Deep Multi-Task Learning for Face and Human Analysis

Abstract:

Face and human analysis in images is an important area in computer vision and has seen a lot of research effort and real-world applications. The objective of the face and human analysis is to automatically acquire high-level semantic information in human-centric images. Face and human analysis includes a lot of tasks such as face/human detection, face/human attribute classification, face/human parsing, etc., and it enables numerous applications such as surveillance, autonomous driving, fashion analysis and so on.

Traditionally, each face and human analysis task is tackled by one tailor-made model. However, in most real-world scenarios, people are often interested in more than one tasks at a time. Thus multi-task learning based models are favorable and are attracting increasing research attention in the area of the face and human analysis. In this thesis proposal, we aim to achieve two objectives: (1) use multi-task deep learning based models for the tasks in the face and human analysis; (2) investigate and improve commonly used deep multi-task learning frameworks by addressing potential problems within multi-task learning.

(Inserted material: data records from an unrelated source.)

PR #807, opened 2016-07-11
config-rpm: do not define groups/names/yumng by default

### LINKED ISSUE #806: ncm-spma 16.6.0-rc3: groups/names/yumng should not be defined by default
Unfortunately #798 still contains a `yumng` related definition, `/software/components/spma/groups/names/yumng` which is interpreted as a group name by `yum`. This causes an error. 

This is a showstopper for [16.6.0-rc3](https://github.com/quattor/release/issues/250)

jouvin:
Fixes #806.

### DIFF
--- a/ncm-spma/src/main/pan/components/spma/config-rpm.pan
+++ b/ncm-spma/src/main/pan/components/spma/config-rpm.pan
@@ -7,7 +7,6 @@ unique template components/spma/config-rpm;
 # Prefix for packages/groups
 prefix '/software';
 'groups' ?= dict();
-'groups/yumng/names' ?= list();
 # Package to install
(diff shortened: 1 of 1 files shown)


stdweird:
@ned21 this might affect MS

jrha:
Perhaps this should be renamed to `config-yum` and copy made for `config-yumng`?

ned21:
yumng relies on that path in the schema so it means yumng is not usable in this release. I think that's fine (let's label yumng as a "tech preview" in the release notes so only adventurous souls that can modify a schema try to use it), but Jindrich is going to have to think of another way to unwind our problem. :(

jrha:
I think I may have a solution in #716.

PR #808, opened 2016-07-11
ncm-postfix: use CCM::TextRender

stdweird:
Do not rely on legacy `NCM::Component` template method, use `CCM::TextRender`


ned21:
LGTM

Issue #370, opened 2014-11-05
preferred component pan structure


stdweird:
The current pan code (`config.pan`, `schema.pan` and so forth) is not entirely consistent throught the components.

What is the preferred structure to have
* `config.pan` and `schema.pan` (eg https://github.com/quattor/configuration-modules-core/tree/master/ncm-libvirtd/src/main/pan/components/libvirtd)
* or all of `config.pan`, `schema.pan` `config-rpm.pan` and `config-common.pan`
* and do we still need `config-xml.pan` (most of these have the `code` attribute set)

Other questions: 
* do we need the license in the pan templates
* is panc recent enough to support
 * `prefix` with absolute path
 * `include 'x'` instead of `include {'x'}`

jouvin:
We can do everything! I am not completely sure about what is your question? `schema.pan` by convention is where we put the `bind` statement. So if you want to build the schema from some common parts, I'd suggest to put this part into another template like `schema-common.pan` and include this template in `schema.pan` rather than using `schema.pan` for the common part and put the `bind` statement in `config.pan` for example.

PR #810, opened 2016-07-13
ncm-nss: replace LC::Check with FileWriter

ned21:
Use FileWriter instead of LC::Check and add a simple unit test of the
behaviour.


ncm-nss/src/test/resources/simple.pan
```diff
@@ -0,0 +1,15 @@
+object template simple;
+
+#function pkg_repl = { null; };
```
stdweird: remove if unused

ncm-nss/src/test/perl/configure.t
```diff
@@ -0,0 +1,37 @@
+#!/usr/bin/perl
+# -*- mode: cperl -*-
+use strict;
+use warnings;
+
+use Test::More;
+use Test::Quattor qw(simple);
+use NCM::Component::sysctl;
```
stdweird: probably not what you want (current works because `Test::MockModule` below takes care of loading nss module)

ned21: Oops - thanks!

ncm-nss/src/test/resources/simple.pan
ned21: It would be nice to test the schema too by including config.pan but I can't remember why this didn't work now - I wrote the code too long ago. :( What's recommended best practice here?

stdweird: remove these comments to start with :smile: 
and change https://github.com/quattor/configuration-modules-core/blob/master/ncm-nss/src/main/pan/components/nss/schema.pan#L11 in https://github.com/quattor/configuration-modules-core/blob/master/ncm-autofs/src/main/pan/components/autofs/schema.pan#L7
(and include any other types needed in the schema, but from quick glance, none are required)

ncm-nss/src/test/perl/configure.t
stdweird: and because you don't do anything with mock below, you can maybe remove those and use the correct one here?

ncm-nss/src/main/perl/nss.pm
```diff
@@ -95,16 +95,16 @@ sub Configure {
...
-                                 contents => $contents,
-                                 owner => "root",
-                                 group => "root",
-                                 mode => "0444",
-                                );
+    my $fh = CAF::FileWriter->open("/etc/nsswitch.conf",
+                                   backup => ".OLD",
+                                   owner => "root",
+                                   group => "root",
+                                   mode => "0444",
```
stdweird: maybe remove the `""` (i just checked the LC code https://github.com/quattor/LC/blob/master/src/main/perl/Check.pm#L332, this actually works with quotes, but it's confusing; but then again, this is LC...)

ncm-nss/src/main/perl/nss.pm
```diff
@@ -95,16 +95,16 @@ sub Configure {
...
+                                   log => $self,
+        );
+    print $fh join("", @new);
+    my $result = $fh->close();
+
     if ($result) {
         $self->log("updated /etc/nsswitch.conf");
```
stdweird: use `info`? (log only writes to logfile)

ncm-nss/src/test/resources/simple.pan
ned21:
```
user-defined validation failed
element path: '/software/components/nss/version'
element value: 16.2.1-SNAPSHOT
```

because the [component type](https://github.com/quattor/template-library-core/blob/master/quattor/types/component.pan#L13) only allows digits in this field.

stdweird: use `'version' ?= '${no-snapshot-version}';`

ncm-nss/src/main/perl/nss.pm
ned21: ? I get a failure in the unit test if I replace ```mode => "0444"``` with  ```mode => 0444```

ncm-nss/src/test/resources/simple.pan
```diff
@@ -0,0 +1,18 @@
+object template simple;
+
+# mock pkg_repl
+function pkg_repl = { null; };
+include 'components/nss/config';
+"/software/components/nss/dependencies/pre" = null;
+# a version of 16.2.1-SNAPSHOT fails validation so unset
```
stdweird: please remove again

ncm-nss/src/main/pan/components/nss/config.pan
```diff
@@ -9,9 +9,9 @@
 
 unique template components/${project.artifactId}/config;
 
-include { 'components/${project.artifactId}/schema' };
+include 'components/${project.artifactId}/schema';
 
-include { 'pan/functions' };
+include 'pan/functions';
 
 # Package to install.
```
stdweird: https://github.com/quattor/configuration-modules-core/issues/370#issuecomment-61801754

ncm-nss/src/main/perl/nss.pm
stdweird: i just pull this branch and both mvn test and mvn package work fine (and produces an rpm)

stdweird: (also when i use the non-string `0444`)

ned21: Thanks for checking. Something is weird with maven on this one machine. Using another also works. :(

stdweird: try with mvnprove.pl (which does not use maven at all)?

ncm-nss/src/main/perl/nss.pm
```diff
@@ -95,28 +95,28 @@ sub Configure {
...
+                                   group => "root",
+                                   mode => 0444,
+                                   log => $self,
+        );
+    print $fh join("", @new);
+    my $result = $fh->close();
+
     if ($result) {
-        $self->log("updated /etc/nsswitch.conf");
+        $self->info("updated /etc/nsswitch.conf") unless $NoAction;
```
stdweird: this looks like some idiom to add to CAF, but also related to https://github.com/quattor/CAF/issues/100.
in any case, most components do not make this distinction (and it should be handeled on e.g. CAF level).

anyway, what is interesting is that the tests pass without any definition of `$NoAction` (i expected `use strict` or `use warning` to at least make some noise)

stdweird: wrt `NoAction`, in the old components code, we extend the `NCM::Component` namespace by diretc manipulation of `ISA`, and the `$NoAction` variable is the one set here: https://github.com/quattor/ncm-ncd/blob/master/src/main/perl/Component.pm#L15
if you would switch to the `use parent qw(NCM::Component)`, this would fail, and you would have to use `$CAF::Object::NoAction`. as the `NoAction` is read most of the time, this is ok.

ned21:
Anything to be done here to get this into 16.8?

ncm-nss/src/main/pan/components/nss/config.pan
```diff
@@ -9,15 +9,15 @@
...
 "/software/packages" = pkg_repl("ncm-${project.artifactId}", "${no-snapshot-version}-${rpm.release}", "noarch");
 
 # standard component settings
-"/software/components/${project.artifactId}/active"   ?=  true ;
-"/software/components/${project.artifactId}/dispatch" ?=  false ;
-"/software/components/${project.artifactId}/version"   = "${project.version}";
+"/software/components/${project.artifactId}/active"   ?= true ;
```
stdweird: copy paste the code in the comment referenced above, e.g. to use `prefix` here

stdweird:
small remark wrt to the pan template cleanup. can you also open an issue in `CAF` to provide something generic to handle noaction-releated reporting like the `$self->info("updated /etc/nsswitch.conf") unless $NoAction;`
is ready to merge otherwise

ned21:
config.pan updated and https://github.com/quattor/CAF/issues/185 opened.

stdweird:
@ned21 thx
LGTM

The first objective is motivated by the demand for real-world scenarios, where multiple tasks need to be performed simultaneously. Unlike traditional single-task learning models, we design one unified model to learn multiple face and human analysis tasks using multi-task learning strategy. We demonstrate that deep multi-task learning can be used to perform the face attribute classification task and up to 40 face attributes can be classified simultaneously with one model. We also demonstrate that two challenging pixel-level classification tasks, i.e. human parsing and human instance segmentation, can be addressed within one model to achieve fine-grained human analysis in images. Built on the commonly used deep multi-task learning architecture, the second objective explores how to further leverage the mutual information among tasks within multi-task learning. To achieve this objective, we further model the interactions and relations among tasks. For task interaction modelling, we propose an integrated face analytics network to explicitly enable the interactions of multiple tasks. For task relation modelling, we propose a task relation network to leverage the similarities between tasks in multi-task learning. In the future work, further task relation modelling is designed to study the key factors which determine the success of multi-task learning.